LLM API pricing has a quirk that trips up most teams: output tokens cost 3-5x more than input tokens. A model priced at $3/million input tokens may charge $15/million output tokens. For applications that generate long completions — summaries, code, structured reports — the output side dominates the bill.
As of mid-2026, the major model prices are: GPT-4o at $2.50/million input, $10/million output. Claude 3.5 Sonnet at $3/million input, $15/million output. Gemini 1.5 Pro at $1.25/million input, $5/million output (under 128K context). Gemini 2.0 Flash at $0.075/million input, $0.30/million output — the lowest cost frontier model. Mistral Large 2 at $2/million input, $6/million output.
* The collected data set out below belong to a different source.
PR #12341, opened 2020-06-29
Enhance: Support multi downversion in migration

ninjadq:
1. Change down version to list to accept multi verstion value
2. Update search function use BFS to find migration path
2. Add test case

### DIFF
--- a/make/photon/prepare/migrations/version_2_0_0/__init__.py
+++ b/make/photon/prepare/migrations/version_2_0_0/__init__.py
@@ -3,7 +3,7 @@ from jinja2 import Environment, FileSystemLoader, StrictUndefined
 from utils.migration import read_conf
 
 revision = '2.0.0'
-down_revision = '1.10.0'
+down_revisions = ['1.10.0']
 
 def migrate(input_cfg, output_cfg):
     config_dict = read_conf(input_cfg)
--- a/make/photon/prepare/utils/migration.py
+++ b/make/photon/prepare/utils/migration.py
@@ -4,7 +4,24 @@ import importlib
 import os
 from collections import deque
 
-from migrations import MIGRATION_BASE_DIR
+class MigratioNotFound(Exception): ...
+
+class MigrationVersion:
+    '''
+    The version used to migration
+
+    Arttribute:
+        name(str): version name like `1.0.0`
+        module: the python module object for a specific migration which contains migrate info, codes and templates
+        down_versions(list): previous versions that can migrated to this version
+    '''
+    def __init__(self, version: str):
+        self.name = version
+        self.module = importlib.import_module("migrations.version_{}".format(version.replace(".","_")))
+
+    @property
+    def down_versions(self):
+        return self.module.down_revisions
 
 def read_conf(path):
     with open(path) as f:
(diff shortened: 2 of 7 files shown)


make/photon/prepare/migrations/version_2_0_0/__init__.py
```diff
@@ -3,7 +3,7 @@
 from utils.migration import read_conf
 
 revision = '2.0.0'
-down_revision = '1.10.0'
+down_revision = ['1.10.0']
```
reasonerjt, line 6: Use plural `down_revisions`?

make/photon/prepare/utils/migration.py
```diff
@@ -15,29 +32,35 @@ def read_conf(path):
...
-            else:
-                upgrade_path.appendleft(module)
-                target_ver = module.down_revision
-                if target_ver in visited: # version visited before, loop found
-                    raise Exception('find a loop caused by {} on migration path'.format(target_ver))
-        else:
-            raise Exception('{} not dir'.format(os.path.join(MIGRATION_BASE_DIR, 'versions', target_ver.replace(".","_"))))
-    return upgrade_path
+    upgrade_path = deque()
+    parents, visited, q = dict(), set(), deque() # must ensure all version in parents are valid
```
reasonerjt, line 45: The var name parent is a map key is the old version and value is the new version right?

Why call it `parent`?

make/photon/prepare/utils/migration.py
```diff
@@ -15,29 +32,35 @@ def read_conf(path):
...
+    q.append(target_ver)
+    while q: # BFS to find a valid path
+        version = MigrationVersion(q.popleft())
+        if version.name in visited:
+            continue
+        visited.add(version.name)
+        if version.name == input_ver: 
+            upgrade_path.append(version)
```
reasonerjt, line 53: Why appending the input version in the path instead of using a simple flag like `found`?

make/photon/prepare/utils/migration.py
```diff
@@ -15,29 +32,35 @@ def read_conf(path):
...
+            break # break loop cause migration path found
+        for v in version.down_versions:
+            parents[v] = version.name
+            q.append(v)
+
+    if not upgrade_path:
+        raise MigratioNotFound('no migration path found to target version')
+
+    current_version = upgrade_path.popleft()
```
reasonerjt, line 62: I find it a little confusing you append the input_ver into upgrade_path and pop it and never put it back again.

If you use a flag like `found` in line 59 here you only need to assign `input_ver` to `current_version`, right?

make/photon/prepare/utils/migration.py
ninjadq: Because the upgrading path is a tree-style graph. When we find the version we expected we need to reverse the finding path. But there is no tree data structure here. So we need a parent array to record the parent.

make/photon/prepare/utils/migration.py
ninjadq: Because in this scenario the last element in `upgrade_path` can be used as a flag. Or you need an extra flag variable and initialize a MigrateVersion instance in another place.

PR #12356, opened 2020-06-30
add middlware for put manifest

wy65701436:
The middleware is to handle manifest(blob) status in different push manifest situation, similar with blob


src/server/middleware/blob/put_manifest.go
```diff
@@ -15,21 +15,60 @@
...
+			}
+			return err
+		}
+
+		switch bb.Status {
+		case blob_models.StatusNone, blob_models.StatusDelete, blob_models.StatusDeleteFailed:
+			err := blobController.Touch(r.Context(), bb)
+			if err != nil {
+				logger.Errorf("failed to update manifest: %s status to StatusNone, error:%v", bb.Digest, err)
+				return errors.Wrapf(err, fmt.Sprintf("the request id is: %s", r.Header.Get(requestid.HeaderXRequestID)))
```
heww, line 64: Do we need a request-id in the response? The request-id always will be in the header of the response and it will be in the log message when the message was logged by the logger from context.

wy65701436: @reasonerjt any comment?

reasonerjt: I would moderately agree,  B/C the response is for notifying the caller and the log is for further debugging.

src/server/middleware/blob/put_manifest.go
```diff
@@ -15,21 +15,60 @@
...
+
+		contentType := r.Header.Get("Content-Type")
+		_, descriptor, err := distribution.UnmarshalManifest(contentType, body)
+		if err != nil {
+			logger.Errorf("unmarshal manifest failed, error: %v", err)
+			return errors.Wrapf(err, "unmarshal manifest failed").WithCode(errors.MANIFESTINVALID)
+		}
+
+		// bb here is the actually a manifest, which is also stored as a blob in DB and storage.
+		bb, err := blobController.Get(r.Context(), descriptor.Digest.String())
```
reasonerjt, line 51: Does the code look the same in blob middleware?

Shall we reuse?

wy65701436: updated.

src/server/middleware/blob/util.go
```diff
@@ -0,0 +1,40 @@
+package blob
+
+import (
+	"fmt"
+	"github.com/goharbor/harbor/src/lib/errors"
+	"github.com/goharbor/harbor/src/lib/log"
+	blob_models "github.com/goharbor/harbor/src/pkg/blob/models"
```
heww, line 7: pkg rename not needed here

src/server/middleware/blob/util.go
```diff
@@ -0,0 +1,40 @@
...
+	"github.com/goharbor/harbor/src/server/middleware/requestid"
+	"net/http"
+)
+
+// probeBlob handles config/layer and manifest status in the PUT Blob & Manifest middleware, and update the status before it passed into proxy(distribution).
+func probeBlob(r *http.Request, digest string) error {
+	ctx := r.Context()
+	logger := log.G(ctx)
```
heww, line 15: Delete `ctx := r.Context()` and use `log.G(r.Context())` otherwise use ctx direlcty in the following statements.

src/server/middleware/blob/util.go
wy65701436: updated.

src/server/middleware/blob/util.go
wy65701436: updated.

To estimate monthly spend: calculate average tokens per call (input + output), multiply by calls per day, multiply by 30, then apply the token price. A support bot making 10,000 calls/day with 500 input tokens and 300 output tokens per call: 10,000 × 30 = 300,000 calls/month. At Claude 3.5 Sonnet: 300,000 × 500 × ($3/1M) = $450 input + 300,000 × 300 × ($15/1M) = $1,350 output = $1,800/month. The same workload on Gemini 2.0 Flash: $22.50 input + $27 output = $49.50/month — a 36x difference.
Caching changes the math significantly. Anthropic's prompt caching (for repeated system prompts) costs $0.375/million cached reads instead of $3. If your system prompt is 2,000 tokens and every call reuses it, caching alone cuts input costs 75%.
Context length also affects price. Gemini 1.5 Pro charges $2.50/million input for prompts over 128K tokens. A model that looks cheap for short prompts may not be for long-context workloads like document analysis or codebase review.
The practical playbook: use a fast, cheap model (Gemini Flash, GPT-4o mini at $0.15/million input) for classification, routing, and simple generation. Reserve expensive models (GPT-4o, Claude 3.5 Sonnet) for tasks where quality demonstrably matters — complex reasoning, code generation, nuanced writing. Profile actual token usage in production before optimizing; developers consistently underestimate output token length.